[WORK ORDER]: Print the lines in the listing below that fall between the line with "### The FFI bridge" and the line with "### One judgement call for reviewers", those two lines included, exactly as they stand and with nothing else.

[SUPPLIED MATERIAL]:
PR #3213, opened 2026-08-18
feat(node-api)!: remove Arrow from the frozen public API before 1.0

phil-opp:
At 1.0 everything reachable from `dora-node-api` is frozen for the life of 1.x, and Arrow is reachable three ways: `pub use arrow;`, `ArrowData(pub ArrayRef)` with its `Deref`, and `IntoArrow::A: Array`. Arrow ships a major roughly every 6–8 weeks, so freezing it pins dora 1.x to Arrow 59 and forces users to choose between dora and a current polars / datafusion / parquet.

The wire format was never the problem — dora serializes with Arrow IPC, which is version-independent, so two nodes built against different Arrow majors already interoperate. The coupling is purely the in-process Rust type boundary.

**Design** (full rationale in `docs/plan-arrow-version-decoupling.md`, added in the first commit):

- `DoraArray`, a dora-owned newtype with a private field, replaces `ArrowData` in every signature. `IntoArrow` drops its `type A: Array` bound and returns `DoraArray`.
- `pub use arrow;` becomes `arrow_v59` / `arrow_v58`, each feature-gated, `default = []`. A bare `arrow` re-export changes meaning silently when dora bumps; `arrow_v59` either exists and means Arrow 59, or it is visibly gone. That makes a future bump **additive** rather than mutating.
- `arrow-v59` pulls no extra dependency — it re-exports the copy dora already links. Only majors other than the internal one get an aliased optional dep, so you compile only what you ask for.
- Zero-copy `TryFrom`/`TryInto` between majors via the Arrow C Data Interface, which the operator API already uses in-tree. The fallible traits, not `From`/`Into`: importing through the C Data Interface can fail on a malformed schema or array, and an infallible `From` impl would have to panic internally on bad data.

The payoff is that dora can bump its internal Arrow in a **minor** release.

Worth noting: **the `dora new` templates needed no change**. `value.into_arrow()` and `(&data).try_into()?` never name an Arrow type, so the common node path needs no feature at all.

### The FFI bridge

`libraries/arrow-convert/src/ffi_bridge.rs` is the one `unsafe` module. `arrow58::ffi::FFI_ArrowArray` and `arrow::ffi::FFI_ArrowArray` are distinct Rust types over the same frozen C ABI, so the hop is a `transmute`. Four `const _: () = assert!(...)` blocks reject a size or alignment mismatch at compile time — they do not prove field-for-field identity, which is the stated uncovered case. The transmute *moves* the owned struct, so the `release` duty transfers exactly once.

Tested specifically for that: a test builds an Arrow 58 array over an allocation carrying a `Drop` counter, imports to 59, drops every Arrow 58 handle and asserts the counter is still 0, then drops the 59 array **without reading it** and asserts the counter is exactly 1. Mirror test for the other direction, plus nested/nullable `StructArray` and empty-array round trips. All five pass under `cargo +nightly miri` with no UB.

### One judgement call for reviewers

`dora_arrow_convert::internal` remains Arrow-typed and `pub`. `DoraArray` lives in a different crate from the code that builds and unwraps it, and Rust has no cross-crate `pub(crate)`. Routing it through the `arrow-v59` feature actively backfires: `dora-node-api` would have to enable it unconditionally, and cargo feature unification would then hand the ungated accessor to every downstream user — the exact silent drift the gate exists to prevent.

So `internal` is `pub`, deliberately not re-exported from `dora-node-api`, and documented semver-exempt. **`dora-node-api`'s frozen surface is Arrow-free**, which is the surface that matters, but the workspace's public surface is not — modulo this seam. The alternative is folding `dora-arrow-convert` into `dora-node-api` so the accessors become genuinely `pub(crate)`; that is a larger, more invasive change and was not taken unilaterally. Worth a reviewer's opinion.

### Other deviations from the design doc

- `data_type()` is feature-gated rather than returning a type URN. `TypeRegistry` has no URNs for nested lists, dictionaries, unions, or timestamps-with-timezone — precisely the types whose identity a caller most needs, so a URN accessor would be lossy exactly where it matters. An ungated `type_name() -> String` covers logging.
- The IPC encoders are **retyped, not hidden**. They have real cross-crate consumers (record-node, daemon, the Python `sample_handler`, a bench, `tests/copy_count.rs`), so `pub(crate)` would break them and `#[doc(hidden)]` would leave Arrow in the frozen API. They now take `DoraArray`; `pub(crate)` `*_data` twins keep the internal hot path from paying an extra `to_data()`.
- Gated `IntoArrow` impls are listed per concrete Arrow 59 array type, because a blanket `impl<A: Array> IntoArrow for A` is impossible (E0119 against `impl IntoArrow for u8`).

### Verification

fmt, clippy `-D warnings`, `cargo check --all --all-targets`, `cargo check --examples`, and the full feature matrix (none / v58 / v59 / both) all clean. `cargo test --all`: 1943 passed, 2 failed — the known `rmw_zenoh_pubsub` pair that needs multicast and fails on `main` in the same container. Miri on the FFI tests as above.

**Not verified:** `cargo check -p rust-ros2-example-node --features ros2`. No ROS distro in the dev container, so msg-gen emits nothing. `git diff` shows that crate byte-identical, but it was not observed compiling — nightly CI's ros2-bridge job covers it.

Breaking for every Rust node: `Event::Input`'s payload type changes, and code naming Arrow types now needs `features = ["arrow-v59"]`.

### DIFF
--- a/.github/workflows/ci.yml
+++ b/.github/workflows/ci.yml
@@ -190,6 +190,19 @@ jobs:
           -p dora-operator-api-python
           -p dora-ros2-bridge-python
           -p dora-runtime-python
+      # The C/C++ bindings name Arrow types directly, so they depend on
+      # `dora-node-api`'s `arrow-v59` feature. `cargo check --all` above does
+      # NOT catch a missing opt-in: another workspace member (the C++ binding)
+      # enables the feature, and cargo unifies features across a whole-workspace
+      # build, so the C binding compiles by accident. Built per-crate the
+      # unification is gone and the break appears. Without this, the first place
+      # it surfaces is `find_package smoke`, which is skipped on `pull_request`
+      # and only runs on a merge-queue batch — one wasted batch cycle per
+      # attempt (#3213).
+      - name: Check C/C++ bindings compile standalone
+        run: |
+          cargo check -p dora-node-api-c
+          cargo check -p dora-node-api-cxx
 
   test:
     # Linux-only on PR CI (#1716). macOS + Windows coverage runs in nightly.
--- a/Cargo.lock
+++ b/Cargo.lock
@@ -6,7 +6,7 @@ version = 4
 name = "action-example-client"
 version = "1.0.0-rc.4"
 dependencies = [
- "arrow",
+ "arrow 59.0.0",
  "dora-node-api",
  "eyre",
 ]
@@ -15,7 +15,7 @@ dependencies = [
 name = "action-example-server"
 version = "1.0.0-rc.4"
 dependencies = [
- "arrow",
+ "arrow 59.0.0",
  "dora-node-api",
  "eyre",
 ]
@@ -215,22 +215,54 @@ checksum = "d3fb67a6e08acf24fdeccbac2cb6ac4305825bd1f117462e0e6f2f193345ad56"
 
 [[package]]
 name = "arrow"
+version = "58.4.0"
+source = "registry+https://github.com/rust-lang/crates.io-index"
+checksum = "6cfdd0833e32a9874d2b55089333ad310c0be208aafa277385ce2461dec90be3"
+dependencies = [
+ "arrow-arith 58.4.0",
+ "arrow-array 58.4.0",
+ "arrow-buffer 58.4.0",
+ "arrow-cast 58.4.0",
+ "arrow-data 58.4.0",
+ "arrow-ord 58.4.0",
+ "arrow-row 58.4.0",
+ "arrow-schema 58.4.0",
+ "arrow-select 58.4.0",
+ "arrow-string 58.4.0",
+]
+
+[[package]]
+name = "arrow"
 version = "59.0.0"
 source = "registry+https://github.com/rust-lang/crates.io-index"
 checksum = "ffaaa3e009861fd829d0a24dd6f115aa8e4634324bb092147d43baafe69ca4a7"
 dependencies = [
- "arrow-arith",
- "arrow-array",
- "arrow-buffer",
- "arrow-cast",
- "arrow-data",
+ "arrow-arith 59.2.0",
+ "arrow-array 59.2.0",
+ "arrow-buffer 59.2.0",
+ "arrow-cast 59.2.0",
+ "arrow-data 59.2.0",
  "arrow-ipc",
- "arrow-ord",
+ "arrow-ord 59.2.0",
  "arrow-pyarrow",
- "arrow-row",
- "arrow-schema",
- "arrow-select",
- "arrow-string",
+ "arrow-row 59.2.0",
+ "arrow-schema 59.2.0",
+ "arrow-select 59.2.0",
+ "arrow-string 59.2.0",
+]
+
+[[package]]
+name = "arrow-arith"
+version = "58.4.0"
+source = "registry+https://github.com/rust-lang/crates.io-index"
+checksum = "0a41203398f0eaa6f7ec8e62c0da742a21abf282c148fc157f6c35c90e29981a"
+dependencies = [
+ "arrow-array 58.4.0",
+ "arrow-buffer 58.4.0",
+ "arrow-data 58.4.0",
+ "arrow-schema 58.4.0",
+ "chrono",
+ "num-traits",
 ]
 
 [[package]]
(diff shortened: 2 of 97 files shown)


phil-opp:

No correctness issues found in the risk-bearing code. I focused on the new `dora-arrow-convert` core (`DoraArray`, the `IntoArrow` associated-type removal, the `internal` seam) and the `unsafe` FFI bridge.

The arrow58↔arrow59 `FFI_ArrowArray` / `FFI_ArrowSchema` transmute in `libraries/arrow-convert/src/ffi_bridge.rs` is sound: it's guarded by compile-time size/align asserts, ownership is transferred exactly once (the owned `to_ffi` result is consumed by the `transmute`, `from_ffi` takes it by value, and the schema is released via its `Drop`), and the release-callback path is exercised in both directions by drop-counter tests plus nested/nullable/empty round-trips (miri-clean per the description). The one uncovered case — a future arrow-rs layout change that preserves size and alignment — is explicitly documented and is equivalent to breaking arrow-rs's own C interop, so that's a fair scope call.

On the flagged judgment call: keeping `dora_arrow_convert::internal` `pub` but semver-exempt and not re-exporting it from `dora-node-api` is a reasonable substitute for a cross-crate `pub(crate)` — the frozen `dora-node-api` surface does stay Arrow-free, which is the surface that matters for the 1.0 freeze.

Caveat on scope: I did not read all 92 changed files; the bulk are mechanical `Cargo.toml` / example retypings, which are low-risk given the reported clean fmt / clippy / feature-matrix and test run. The added tests are meaningful — the FFI drop-counter tests would catch a layout mistake as a use-after-free / double-free, and the round-trips assert values + type + `to_data()` equality across the hop.

---

phil-opp:
The one commit since my last review (`970a949`) is a safe build/CI fix, not a behavior change: it adds `features = ["arrow-v59"]` to `apis/c/node/Cargo.toml` so `dora-node-api-c` (which names `arrow_v59::array::AsArray` / `DoraArray::as_array` directly) still compiles after this PR moves those behind the feature gate, and adds a per-crate `cargo check` of both bindings to PR CI so whole-workspace feature unification can't mask a break. No correctness concerns, and it doesn't touch the frozen `dora-node-api` public surface. My earlier assessment of the core change stands — no new issues found.

---

---

phil-opp:
The one non-merge commit since my last review (`4de30f0`) is a Cargo-feature completeness fix, not a behavior change: it adds the `arrow-v59` opt-in to `dora-record-node`/`dora-replay-node` (whose `main.rs` references `arrow_v59::…` and `DoraArray::as_array` / `IntoArrow for ArrayRef`), and gives `dora-operator-api` passthrough `arrow-v59`/`arrow-v58` features plus a gated `arrow_v59` re-export. Without these, those crates compiled only under whole-workspace feature unification and would have broken on a release build, `cargo install --path`, or any downstream consumer — so this closes a real gap in the migration. The gated `arrow_v59` re-export keeps the frozen public surface Arrow-free and fails visibly on a major bump, and the added `typed_array_round_trips_through_dora_array` test meaningfully exercises the send/receive/`from_array` paths the feature gates.

---
🤖 _Fully automated review by Claude — no human has vetted this comment. It may be wrong; please verify before acting on it._

---

phil-opp:

The one non-merge commit since my last review (`0b1124d`, "docs(node): keep the PreparedIpc doctest Arrow-free") is documentation-only: it rewrites the `PreparedIpc` doctest off the removed `dora_node_api::arrow` path onto `IntoArrow` / `into_vec`. It's internally consistent with the new API (`into_arrow()` → `DoraArray`, `PreparedIpc::new(&DoraArray)`, `decode_arrow_ipc` → `DoraArray`, `into_vec::<u64>(&decoded)?`) and keeps the example on the Arrow-free path. No new findings — safe from my side.

---

phil-opp:
**Automated review by Claude** — this comment is fully automated and has not been vetted by a human.

The decoupling itself looks solid — the private-field `DoraArray`, the version-gated `arrow_v59`/`arrow_v58` re-exports, and the C-Data-Interface `unsafe` bridge with its bidirectional release-callback drop tests all check out. One small, non-blocking consistency point:

`apis/python/node` calls `send_output(…, arrow::array::make_array(arrow_array))` (`apis/python/node/src/lib.rs:1099-1102`), passing an `ArrayRef`, which relies on the `arrow-v59`-gated `impl IntoArrow for ArrayRef`. But that crate's `Cargo.toml` depends on `dora-node-api` without `features = ["arrow-v59"]`. It compiles today only because its sibling deps `dora-operator-api-python` and `dora-runtime-python` both enable `arrow-v59` on the shared `dora-node-api`, and Cargo unifies that feature into the wheel's build closure. That's the same "green only under feature unification" fragility you removed explicitly for `dora-record-node`, `dora-replay-node`, and the C binding by giving them their own `features = ["arrow-v59"]`. Declaring it directly on `apis/python/node`'s `dora-node-api` dependency too would make it robust to a future dependency change and consistent with the invariant the rest of the PR enforces.

(The matching whitespace-only edit on `libraries/extensions/tensor-pool/python` looks incidental — that crate uses the `arrow` crate directly and never calls `send_output`, so it genuinely needs no feature.)

---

[RESULT OF THIS EXERCISE]:
### The FFI bridge

`libraries/arrow-convert/src/ffi_bridge.rs` is the one `unsafe` module. `arrow58::ffi::FFI_ArrowArray` and `arrow::ffi::FFI_ArrowArray` are distinct Rust types over the same frozen C ABI, so the hop is a `transmute`. Four `const _: () = assert!(...)` blocks reject a size or alignment mismatch at compile time — they do not prove field-for-field identity, which is the stated uncovered case. The transmute *moves* the owned struct, so the `release` duty transfers exactly once.

Tested specifically for that: a test builds an Arrow 58 array over an allocation carrying a `Drop` counter, imports to 59, drops every Arrow 58 handle and asserts the counter is still 0, then drops the 59 array **without reading it** and asserts the counter is exactly 1. Mirror test for the other direction, plus nested/nullable `StructArray` and empty-array round trips. All five pass under `cargo +nightly miri` with no UB.

### One judgement call for reviewers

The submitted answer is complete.